That's the color that I really wanted but my dealer only had the black carbon in stock. When the bike got built I fell in love with the black carbon look and it looks much better in person. The 2011 Roubaix Elite Apex was my first road bike and I was looking into buying the Secture comp but my dealer told me that he will give me a great price if I buy the Roubaix Elite Apex which was only $250 more over the Secture. Very smooth ride and very happy with my choice. I thought the same thing USCB2002. It's easier to upgrade the component then the frame.


----------



## ucsb2002 (Sep 15, 2010)

Ninja10 said:


> That's the color that I really wanted but my dealer only had the black carbon in stock. When the bike got built I fell in love with the black carbon look and it looks much better in person. The 2011 Roubaix Elite Apex was my first road bike and I was looking into buying the Secture comp but my dealer told me that he will give me a great price if I buy the Roubaix Elite Apex which was only $250 more over the Secture. Very smooth ride and very happy with my choice. I thought the same thing USCB2002. It's easier to upgrade the component then the frame.

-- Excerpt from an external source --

PR #313, opened 2026-05-02
fix(experiment-tag): CSP-safe widget CSS injection [WEB-6]

stephen-choi-amplitude:
## Summary

- Replaces production widget CSS injection in `experiment.ts` from `<style>` element creation to constructable stylesheets adopted onto the customer document via `Document.adoptedStyleSheets`.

I was originally going to go with the black carbon, but after seeing the white/carbon scheme, I was sold on the new scheme. However I think either are great colors options. If you don't mind me asking, what did you end up paying before tax?

I still looking for pedals, shoes and such. Look at those yet?

Also, any pictures of your new toy you're willing to post?


----------



## e34john (May 31, 2010)

Nice colors on that bike. Regarding sizing Specialized might just be weird, I haven't been on enough of their bikes to really make a decision on their geometry but I am a borderline 52/54. Usually go with a 54 on most bikes because there is a bigger selection but on the Specialized bikes I am a lot happier on a 52. 

Looked at any Ultegra pedals yet? Good pedal for the price especially if you can find the older model.


----------



## PJ352 (Dec 5, 2007)

e34john said:


> Nice colors on that bike. Regarding sizing Specialized might just be weird, I haven't been on enough of their bikes to really make a decision on their geometry but I am a borderline 52/54. *Usually go with a 54 on most bikes because there is a bigger selection but on the Specialized bikes I am a lot happier on a 52. *
> 
> Looked at any Ultegra pedals yet? Good pedal for the price especially if you can find the older model.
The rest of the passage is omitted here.